| What you should do |
State how many lines in the records below contain the string "include", and give nothing besides that number.

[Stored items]
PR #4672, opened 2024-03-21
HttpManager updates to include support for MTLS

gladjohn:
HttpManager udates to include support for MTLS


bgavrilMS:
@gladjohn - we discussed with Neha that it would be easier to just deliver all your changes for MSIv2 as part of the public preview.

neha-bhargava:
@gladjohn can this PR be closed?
* * *
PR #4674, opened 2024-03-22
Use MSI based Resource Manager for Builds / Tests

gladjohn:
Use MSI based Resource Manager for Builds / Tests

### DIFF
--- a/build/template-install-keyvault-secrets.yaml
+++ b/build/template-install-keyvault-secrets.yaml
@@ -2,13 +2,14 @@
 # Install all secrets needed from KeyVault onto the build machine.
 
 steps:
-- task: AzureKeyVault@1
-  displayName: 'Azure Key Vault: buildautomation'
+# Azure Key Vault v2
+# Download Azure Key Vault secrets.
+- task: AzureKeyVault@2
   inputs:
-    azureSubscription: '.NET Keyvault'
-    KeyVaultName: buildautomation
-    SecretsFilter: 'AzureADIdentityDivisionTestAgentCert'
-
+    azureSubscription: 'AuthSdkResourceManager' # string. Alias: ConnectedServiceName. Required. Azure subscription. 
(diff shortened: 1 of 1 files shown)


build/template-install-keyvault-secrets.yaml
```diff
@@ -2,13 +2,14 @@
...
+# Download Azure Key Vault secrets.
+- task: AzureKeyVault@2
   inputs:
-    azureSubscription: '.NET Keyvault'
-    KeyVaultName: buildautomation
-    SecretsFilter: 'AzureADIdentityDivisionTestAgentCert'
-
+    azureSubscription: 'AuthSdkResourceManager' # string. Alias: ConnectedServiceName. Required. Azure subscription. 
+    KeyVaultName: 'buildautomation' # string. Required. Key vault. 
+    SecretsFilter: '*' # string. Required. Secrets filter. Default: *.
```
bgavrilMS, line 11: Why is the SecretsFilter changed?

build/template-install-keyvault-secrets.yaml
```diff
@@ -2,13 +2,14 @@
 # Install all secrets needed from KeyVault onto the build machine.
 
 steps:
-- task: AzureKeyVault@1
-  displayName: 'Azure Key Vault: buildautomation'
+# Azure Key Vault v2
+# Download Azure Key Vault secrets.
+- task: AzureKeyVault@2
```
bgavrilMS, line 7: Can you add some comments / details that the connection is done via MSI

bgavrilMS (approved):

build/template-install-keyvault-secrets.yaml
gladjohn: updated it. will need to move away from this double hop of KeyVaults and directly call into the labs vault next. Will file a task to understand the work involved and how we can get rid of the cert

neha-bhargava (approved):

| Reply |
2